■ Problem details
Can you return the records below exactly as they stand, but only from the first line through the one with "once that's done."?

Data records
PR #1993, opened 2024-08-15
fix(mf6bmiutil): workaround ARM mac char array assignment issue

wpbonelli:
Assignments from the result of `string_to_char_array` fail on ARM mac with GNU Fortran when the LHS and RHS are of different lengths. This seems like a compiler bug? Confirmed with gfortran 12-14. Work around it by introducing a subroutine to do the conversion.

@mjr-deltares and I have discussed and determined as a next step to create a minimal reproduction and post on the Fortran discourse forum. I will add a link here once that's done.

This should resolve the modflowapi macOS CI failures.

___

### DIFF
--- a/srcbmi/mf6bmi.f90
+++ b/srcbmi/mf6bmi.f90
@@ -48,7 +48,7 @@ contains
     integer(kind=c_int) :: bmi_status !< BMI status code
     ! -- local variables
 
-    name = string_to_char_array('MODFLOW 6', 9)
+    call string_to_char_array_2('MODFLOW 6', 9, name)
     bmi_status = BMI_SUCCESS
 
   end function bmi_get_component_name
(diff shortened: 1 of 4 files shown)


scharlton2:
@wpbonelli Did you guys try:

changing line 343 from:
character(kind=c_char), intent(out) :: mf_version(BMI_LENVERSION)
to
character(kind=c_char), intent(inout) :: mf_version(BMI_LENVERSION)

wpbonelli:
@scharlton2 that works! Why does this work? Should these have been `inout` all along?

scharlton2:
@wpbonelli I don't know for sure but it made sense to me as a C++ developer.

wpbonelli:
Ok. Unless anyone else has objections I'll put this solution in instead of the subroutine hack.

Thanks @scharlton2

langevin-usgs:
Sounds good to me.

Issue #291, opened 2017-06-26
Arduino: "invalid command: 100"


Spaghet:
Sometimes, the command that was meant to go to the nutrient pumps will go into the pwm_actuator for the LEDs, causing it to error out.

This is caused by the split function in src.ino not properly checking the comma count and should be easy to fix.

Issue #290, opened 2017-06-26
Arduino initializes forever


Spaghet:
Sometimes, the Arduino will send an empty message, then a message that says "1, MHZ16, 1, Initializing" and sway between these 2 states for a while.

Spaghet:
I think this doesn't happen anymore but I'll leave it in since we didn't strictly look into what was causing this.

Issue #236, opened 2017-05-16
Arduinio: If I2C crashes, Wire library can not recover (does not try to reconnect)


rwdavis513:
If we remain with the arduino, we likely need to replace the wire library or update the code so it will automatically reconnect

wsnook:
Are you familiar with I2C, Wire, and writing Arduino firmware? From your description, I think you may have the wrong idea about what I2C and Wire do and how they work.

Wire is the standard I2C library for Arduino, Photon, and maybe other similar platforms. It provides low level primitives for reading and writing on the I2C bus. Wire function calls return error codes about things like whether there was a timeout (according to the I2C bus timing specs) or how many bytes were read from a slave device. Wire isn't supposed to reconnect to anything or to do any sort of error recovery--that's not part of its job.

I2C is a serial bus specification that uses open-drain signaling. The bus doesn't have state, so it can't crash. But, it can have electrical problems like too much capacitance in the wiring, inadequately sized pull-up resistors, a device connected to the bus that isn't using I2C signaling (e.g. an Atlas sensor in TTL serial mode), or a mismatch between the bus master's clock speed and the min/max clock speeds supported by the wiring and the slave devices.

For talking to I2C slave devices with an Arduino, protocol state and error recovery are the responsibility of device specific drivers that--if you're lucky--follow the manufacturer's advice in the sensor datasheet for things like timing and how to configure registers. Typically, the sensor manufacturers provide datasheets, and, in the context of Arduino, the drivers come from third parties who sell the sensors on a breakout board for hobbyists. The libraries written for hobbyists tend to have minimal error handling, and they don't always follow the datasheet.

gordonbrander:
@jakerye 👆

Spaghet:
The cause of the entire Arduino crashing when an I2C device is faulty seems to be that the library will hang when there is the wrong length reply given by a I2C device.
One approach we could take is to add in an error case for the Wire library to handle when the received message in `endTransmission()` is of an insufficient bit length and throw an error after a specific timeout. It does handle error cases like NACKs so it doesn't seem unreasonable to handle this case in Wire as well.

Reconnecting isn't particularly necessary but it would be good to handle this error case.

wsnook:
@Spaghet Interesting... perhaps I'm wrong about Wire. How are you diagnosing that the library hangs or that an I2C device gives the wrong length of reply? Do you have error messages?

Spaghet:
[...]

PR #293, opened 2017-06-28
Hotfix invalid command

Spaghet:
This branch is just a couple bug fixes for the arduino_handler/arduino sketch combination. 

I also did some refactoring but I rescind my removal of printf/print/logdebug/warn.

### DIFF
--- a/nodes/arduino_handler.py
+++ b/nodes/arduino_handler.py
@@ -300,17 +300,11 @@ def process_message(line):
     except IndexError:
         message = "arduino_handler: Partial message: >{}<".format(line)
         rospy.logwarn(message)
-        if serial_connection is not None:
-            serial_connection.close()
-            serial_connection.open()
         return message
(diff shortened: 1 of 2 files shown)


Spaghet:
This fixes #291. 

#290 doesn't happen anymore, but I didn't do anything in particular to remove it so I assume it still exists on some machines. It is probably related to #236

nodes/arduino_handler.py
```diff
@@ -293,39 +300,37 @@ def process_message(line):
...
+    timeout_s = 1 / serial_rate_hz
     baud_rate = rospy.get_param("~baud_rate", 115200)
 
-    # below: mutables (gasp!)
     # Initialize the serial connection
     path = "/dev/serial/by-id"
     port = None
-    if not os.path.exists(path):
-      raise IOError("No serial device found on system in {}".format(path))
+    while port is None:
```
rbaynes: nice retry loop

■ Finished task
PR #1993, opened 2024-08-15
fix(mf6bmiutil): workaround ARM mac char array assignment issue

wpbonelli:
Assignments from the result of `string_to_char_array` fail on ARM mac with GNU Fortran when the LHS and RHS are of different lengths. This seems like a compiler bug? Confirmed with gfortran 12-14. Work around it by introducing a subroutine to do the conversion.

@mjr-deltares and I have discussed and determined as a next step to create a minimal reproduction and post on the Fortran discourse forum. I will add a link here once that's done.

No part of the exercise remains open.